The use of opioids for back pain flies in the face of guidelines8 from the American College of Physicians, which recommends heat wraps and exercise as a first line of treatment, stressing that prescription drugs should only be used as a last resort, as they completely fail to treat the underlying problem.
Research9 has also shown opioids (including morphine, Vicodin, oxycodone and fentanyl) fail to control moderate to severe pain any better than over-the-counter (OTC) drugs such as acetaminophen, ibuprofen and naproxen. In fact, those taking nonopioid pain relievers actually fared “significantly better” in terms of pain intensity.
Considering the immense risks associated with opioid use, you’d be wise to exhaust all other alternatives before jumping on that bandwagon to disaster. The good news is there are a wide variety of non-drug options available.
Unlearning Chronic Back Pain
Most recently, researchers have shown you can successfully reverse chronic back pain by retraining your brain with Pain Reprocessing Therapy (PRT).10 As reported by DW.com:11
“PRT aims to rewire neural pathways in the brain to deactivate pain and train the brain to respond to signals from the body more appropriately, using what’s called pain education.

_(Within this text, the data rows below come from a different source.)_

PR #96, opened 2017-12-03
Add common_name to the conv method

mkarvan:
Add common_name to the conv method.
This allows the common_name to be accessible in PAM.

### DIFF
--- a/src/plugins/auth-pam/auth-pam.c
+++ b/src/plugins/auth-pam/auth-pam.c
@@ -637,9 +637,16 @@ my_conv(int n, const struct pam_message **msg_array,
                         ret = PAM_CONV_ERR;
                     }
                     break;
+                
+                case PAM_TEXT_INFO:
+                    aresp[i].resp = strdup(up->common_name);
+                    if (aresp[i].resp == NULL)
+                    {
+                        ret = PAM_CONV_ERR;
+                    }
+                    break;
 
                 case PAM_ERROR_MSG:
-                case PAM_TEXT_INFO:
                     break;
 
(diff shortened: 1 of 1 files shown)


src/plugins/auth-pam/auth-pam.c
```diff
@@ -637,9 +637,16 @@ my_conv(int n, const struct pam_message **msg_array,
                         ret = PAM_CONV_ERR;
                     }
                     break;
+                
+                case PAM_TEXT_INFO:
+                    aresp[i].resp = strdup(up->common_name);
+                    if (aresp[i].resp == NULL)
```
ordex, line 643: we normally prefer "if (!something)"

ordex:
I am not a PAM expert but it seems to make sense. Can you please this patch to the mailing list with a proper comment and SoB line?

Thanks!

ordex:
Actually I did it for you.

Killed some trailing spaces and added SoB line.

Discussion can continue on the mailing list.

selvanair:
In case anyone stumbles upon this in future:

> Add common_name to the conv method. This allows the common_name to be accessible in PAM.

common-name is already accessible via PAM. Have your PAM module prompt for it and define the prompt string in the plugin argument using COMMONNAME as the string substitution keyword.

E.g., if PAM prompts start with "user", "password" and "common-name", in the config file one would have 

`plugin /path/to/openvpn-auth-pam.so "my-pam-confg user USERNAME password PASSWORD common-name COMMONNAME"`

where "my-pam-config" is the name of the PAM config file to be used.

PR #98, opened 2017-12-17
README.down-root: Fix plugin module name

scop:
The module name is openvpn-plugin-down-root.so, not openvpn-down-root.so.


flichtenheld:
As part of an initiative to clean up the GitHub PR submissions, sending this PR to the mailinglist for inclusion.

cron2:
merged

PR #99, opened 2018-01-01
Support naked CN subjects like 'CN=example.com'

sbrudenell:
I've been using LetsEncrypt for my certificates, with a whitelist of CNs using the `verify-cn` sample script.

LetsEncrypt issues certificates with subjects which include only a CN, like `CN=www.brudenell.name`. The script's current regex misses these.

Unfortunately I don't intend to subscribe to `openvpn-devel@lists.sourceforge.net` as seems to be necessary to contribute. Sourceforge has a history of exploiting users, and per their signup page where I must opt out of "newsletters" and "exclusive offers", I don't trust they've changed.

Please close this PR and/or incorporate the change, as you will.

### DIFF
--- a/sample/sample-scripts/verify-cn
+++ b/sample/sample-scripts/verify-cn
@@ -37,8 +37,8 @@ if ($depth == 0) {
     # If so, parse out the common name substring in
     # the X509 subject string.
 
-    if ($x509 =~ / CN=([^,]+)/) {
-        $cn = $1;
+    if ($x509 =~ /( |^)CN=([^,]+)/) {
+        $cn = $2;
 	# Accept the connection if the X509 common name
 	# string matches the passed cn argument.
 	open(FH, '<', $cnfile) or exit 1; # can't open, nobody authenticates!


syzzer:
Patch looks good, but why trust an external party to man-in-the-middle your VPN? You're probably much better off creating your own CA for openvpn.  See e.g. easy-rsa for simple tooling to do that.

sbrudenell:
I suppose one could debate whether LetsEncrypt (or any third party CA) is trustworthy for any purpose.

Ultimately, my answer is that I trust LetsEncrypt not to screw me, before I trust myself. Even easy-rsa is tedious for personal / homelab use. I've had trouble keeping OpenVPN consistently configured because of this, and fallen back to bad habits like exposing ssh to the Internet to work around it. My strategy is to make OpenVPN low-maintenance for myself, so it becomes a given rather than an ideal. I know this is my personal failing as a sysadmin, but 10+ years of (poorly) using OpenVPN has shown I'm not going to change.

You do make a good point though. Perhaps the ideal for my case is a self-hosted ACME responder, to make certificate management more automatic but not rely on third parties.

sbrudenell:
Thoughts?

syzzer:
I think the patch is fine.  If you submit it to openvpn-devel@lists.sourceforge.net using git send-email, it will likely be applied.  I'm closing the merge request just to be clear we don't accept patches through github.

Ultimately, the goal is to reduce a patient’s fear of certain movements, so that when they do move in those ways, they are confident that it won’t cause them any pain.”
The article tells the story of one of the study participants, Daniel Waldrip, who had suffered chronic debilitating back pain for 18 years. One month after the conclusion of the study, Waldrip was 100% pain free, and he’s remained pain free in the four years since. “It completely changed my life,” he told DW.com.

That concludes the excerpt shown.